● Work task: Only the lines below starting at the one that contains "Therefore the file" and ending at the one that contains "3. Re-launch the app" are to be reproduced, exactly and with both ends kept.

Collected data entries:

########################################

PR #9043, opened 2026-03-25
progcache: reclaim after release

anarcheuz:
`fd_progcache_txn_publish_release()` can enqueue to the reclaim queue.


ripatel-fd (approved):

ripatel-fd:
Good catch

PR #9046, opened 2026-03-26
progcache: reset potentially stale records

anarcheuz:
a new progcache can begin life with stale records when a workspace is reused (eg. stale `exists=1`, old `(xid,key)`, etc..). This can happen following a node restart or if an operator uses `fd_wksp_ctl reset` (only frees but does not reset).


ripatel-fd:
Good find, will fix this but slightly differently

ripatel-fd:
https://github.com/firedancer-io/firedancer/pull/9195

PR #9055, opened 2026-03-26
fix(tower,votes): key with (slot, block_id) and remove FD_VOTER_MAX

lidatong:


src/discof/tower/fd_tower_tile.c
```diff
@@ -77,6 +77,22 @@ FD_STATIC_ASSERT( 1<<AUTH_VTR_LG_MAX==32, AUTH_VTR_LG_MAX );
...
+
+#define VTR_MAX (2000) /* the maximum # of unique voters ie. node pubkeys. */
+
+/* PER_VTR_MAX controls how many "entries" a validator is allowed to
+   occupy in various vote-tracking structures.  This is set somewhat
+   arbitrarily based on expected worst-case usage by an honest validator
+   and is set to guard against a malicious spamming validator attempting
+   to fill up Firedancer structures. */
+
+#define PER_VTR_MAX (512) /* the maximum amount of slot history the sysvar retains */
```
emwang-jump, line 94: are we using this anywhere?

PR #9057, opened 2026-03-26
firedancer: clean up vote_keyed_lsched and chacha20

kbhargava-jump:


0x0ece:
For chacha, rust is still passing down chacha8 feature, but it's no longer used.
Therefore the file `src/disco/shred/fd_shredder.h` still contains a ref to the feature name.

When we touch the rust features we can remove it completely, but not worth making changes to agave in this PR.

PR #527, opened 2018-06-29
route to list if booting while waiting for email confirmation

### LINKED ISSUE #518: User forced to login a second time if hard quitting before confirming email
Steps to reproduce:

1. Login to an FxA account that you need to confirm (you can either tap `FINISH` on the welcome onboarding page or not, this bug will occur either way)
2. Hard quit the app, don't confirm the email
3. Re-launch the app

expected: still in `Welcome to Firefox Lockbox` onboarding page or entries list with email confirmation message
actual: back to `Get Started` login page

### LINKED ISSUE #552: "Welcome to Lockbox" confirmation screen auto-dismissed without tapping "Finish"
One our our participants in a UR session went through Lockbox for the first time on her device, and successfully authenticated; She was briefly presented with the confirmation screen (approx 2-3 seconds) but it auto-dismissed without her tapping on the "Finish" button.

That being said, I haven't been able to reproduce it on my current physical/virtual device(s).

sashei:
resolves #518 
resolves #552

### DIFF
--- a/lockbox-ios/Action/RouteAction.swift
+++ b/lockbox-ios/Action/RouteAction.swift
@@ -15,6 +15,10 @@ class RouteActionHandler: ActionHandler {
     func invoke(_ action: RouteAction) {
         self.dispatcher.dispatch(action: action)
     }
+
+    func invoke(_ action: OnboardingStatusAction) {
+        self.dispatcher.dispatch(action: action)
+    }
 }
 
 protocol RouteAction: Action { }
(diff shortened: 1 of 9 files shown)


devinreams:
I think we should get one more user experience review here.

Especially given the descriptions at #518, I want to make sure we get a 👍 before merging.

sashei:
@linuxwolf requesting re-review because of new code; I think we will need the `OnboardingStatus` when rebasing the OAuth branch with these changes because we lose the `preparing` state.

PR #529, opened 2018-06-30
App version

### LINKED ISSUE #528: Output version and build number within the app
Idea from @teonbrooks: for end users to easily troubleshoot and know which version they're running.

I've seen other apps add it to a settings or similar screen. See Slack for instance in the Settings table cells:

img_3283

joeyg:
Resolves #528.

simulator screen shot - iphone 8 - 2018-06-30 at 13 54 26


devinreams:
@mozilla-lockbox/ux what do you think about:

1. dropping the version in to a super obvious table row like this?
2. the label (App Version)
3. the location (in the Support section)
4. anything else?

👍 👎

########################################

● Result of this exercise:
Therefore the file `src/disco/shred/fd_shredder.h` still contains a ref to the feature name.

When we touch the rust features we can remove it completely, but not worth making changes to agave in this PR.

PR #527, opened 2018-06-29
route to list if booting while waiting for email confirmation

### LINKED ISSUE #518: User forced to login a second time if hard quitting before confirming email
Steps to reproduce:

1. Login to an FxA account that you need to confirm (you can either tap `FINISH` on the welcome onboarding page or not, this bug will occur either way)
2. Hard quit the app, don't confirm the email
3. Re-launch the app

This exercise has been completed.